S.C. restaurant refused to seat black patrons
By Melanie Eversley, USA TODAY
Black S.C. man says Wild Wing Cafe refused to seat his group after woman felt threatened.
A black South Carolina man says a restaurant in North Charleston refused to seat his party of 25 family and friends and asked the group to leave after a white customer complained of feeling threatened, according to reports.
The man, Michael Brown, also known as Mike London, could not be reached but his Facebook post in which he gave details of this experience indicates the group waited two hours to be seated at the Wild Wing Cafe before a manager approached and later refused to seat the group.
The chief marketing officer for the chain of restaurants based in Mount Pleasant, S.C., said the manager involved in the alleged incident is on leave until an investigation can be completed. She confirmed the group had been offered an apology and meals all around and said the restaurant has a meeting planned for later this week with some members of the restaurant party.
“It’s not an us vs. them — we really join them in their concern,” said the chief marketing officer, Debra Stokes. “We have a zero tolerance of any kind. We have a diverse collection of individuals within our organization. We have always prided ourselves on inviting everyone into our restaurants.”
Michael Brown’s Facebook post has attracted the attention of news media in this country and overseas and the post had been shared about 3,000 times as of Monday evening.

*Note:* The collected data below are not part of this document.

PR #1159, opened 2023-10-29
chore(nix): initial flake

MrFoxPro:
I was struggling to update nixpkgs's edgedb package, so I decied to nixify this repo instead.
Why you could consider to use Nix:
1. Declarative configuration of build system and dev shell
2. Repoducable packages from any machine
3. Same developer environment for every contributor. For example, share same edgedb version(s), rust toolchain etc.
4. Make onboarding easier for new contributors, as they will not have problems with setup. All will run with few commands
5. Attract users from Nix community
6. Simplify CI setup, as it can use or share configuration from your dev shell: https://determinate.systems/posts/nix-github-actions

Right now it's already possible to build edgedb-cli package via `nix build .?submodules=1`. Result binary will be located in `./result/bin/edgedb`

Current limitations:
- There is a little inconvinience because of using git submodules. Nix requires to pass `?submodules=1` to handle this. For using in consumer flake.nix, following syntax is required:
```nix
edgedb-cli = {
  type = "git";
  url = "https://github.com/mrfoxpro/edgedb-cli.git";
  submodules = true;
  ref = "nix";
};
```
Related PR: https://github.com/NixOS/nix/pull/7862
- Tests should be adjusted to run in isolated environment. I disabled tests for now (https://github.com/MrFoxPro/edgedb-cli/blob/9e793dbba528a61612a72780c5a048796d3c162d/flake.nix#L55)

I also created draft PR with developer environment setup with edgedb-server (https://github.com/edgedb/edgedb-cli/pull/1160). Related: https://github.com/NixOS/nixpkgs/issues/179635#issuecomment-1667764435

Current used Nix libs:

**flake-parts**: framework for convinient cross-platform flake shape: https://flake.parts. Allows splitting flake to modules, also provides opportunity to confiure some usefull tools declaratively

**fenix**: convinient rust toolchain managment: https://github.com/nix-community/fenix. Allows creating single package from multiple toolchains (cargo, rustc, rustc-src, rustfmt, rust-analyzer, clippy and so on)

**crane**: https://crane.dev. Usefull tool for effecient building of Rust project. Caches cargo artifacts. 

I think it would be nice to configure integration with cachix later, so users will download cached result instead of rebuilding themselfs

### DIFF
--- a/.gitignore
+++ b/.gitignore
@@ -2,3 +2,6 @@
 /.vagga
 /target
 .vscode
+
+# Nix artifacts
+result
--- a/flake.lock
+++ b/flake.lock
@@ -1,0 +1,107 @@
+{
+  "nodes": {
+    "crane": {
+      "inputs": {
+        "nixpkgs": [
+          "nixpkgs"
+        ]
+      },
+      "locked": {
+        "lastModified": 1698166613,
+        "narHash": "sha256-y4rdN4flxRiROqNi1waMYIZj/Fs7L2OrszFk/1ry9vU=",
+        "owner": "ipetkov",
+        "repo": "crane",
+        "rev": "b7db46f0f1751f7b1d1911f6be7daf568ad5bc65",
+        "type": "github"
+      },
+      "original": {
+        "owner": "ipetkov",
+        "repo": "crane",
+        "type": "github"
+      }
+    },
+    "fenix": {
+      "inputs": {
+        "nixpkgs": [
+          "nixpkgs"
+        ],
+        "rust-analyzer-src": []
+      },
+      "locked": {
+        "lastModified": 1698474008,
+        "narHash": "sha256-t7uGih9Q/ucsXUnb7oWbI+J24+VmhP4wGmrs+4Fbp6c=",
+        "owner": "nix-community",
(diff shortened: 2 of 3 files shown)


aljazerzen:
@MrFoxPro this looks promising. Can I take over this effort (including #1160), as I also need a dev shell with appropriate tooling?

In my opinion, this PR is good as it is, I would only split the crane modules up a bit, so downstream flakes don't need to run all of the tests (and thus don't need the git submodule).

MrFoxPro:
> @MrFoxPro this looks promising. Can I take over this effort (including #1160), as I also need a dev shell with appropriate tooling?
> 
> In my opinion, this PR is good as it is, I would only split the crane modules up a bit, so downstream flakes don't need to run all of the tests (and thus don't need the git submodule).

for sure, you can push your changes if you're maintainer

scotttrinh:
I think this has been superceded by #1160 . Going to close.

aljazerzen:
This flake also contains derivations for building edgedb-cli itself, not just a shell for development.

Although, I'm planning to adapt PR to edgedb/nix-packages, so it can remain closed.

Brown and his group arrived at the Wild Wing Cafe to celebrate his cousin’s last day in Charleston, according to the Daily Mail. The group waited “patiently” before being told a white customer was “threatened by us,” Brown wrote in his Facebook post.
Wrote Brown on Thursday on Facebook, “The manager looked me dead in the face and said she was refusing us service because she had a right to and simply she felt like it.”
Brown told WCSC TV in Charleston that the shift manager told the group there was a “situation.”
“She said, ‘There’s a situation where one of our customers feels threatened by your party, so she asked us not to seat you in our (sic) section,’ which totally alarmed all of us because we’re sitting there peaceably for two hours,” Brown told the news organization. “Obviously, if we were causing any conflict, we would have been ejected out of the place hours before.”
At that point, Brown said, someone in his group began to videotape the conversation. The manager became upset and refused to seat the group, Brown told WCSC.
“I said, ‘So, you’re telling me I have to leave?’ She said, ‘I have a right to deny you service.’ I said, ‘So you’re asking me to leave because you’re upset because he was recording you, after we’ve waited for two hours, and after you’ve already pretty much discriminated on us?’ And she answered, ‘Yes.’”
Stokes told WCSC that she had a “really good conversation” with Brown about the incident.
“He and many of his family and friends were there about a month ago, and they are regular customers of ours,” she said. “They were having a going-away party and they just didn’t receive the experience that they have come to know and love.”
Brown said the restaurant’s apology and offer of free meals are not good enough.
“This is not a situation where you can just give us a free meal and everything is OK,” he told the news organization. “It goes deeper than that.”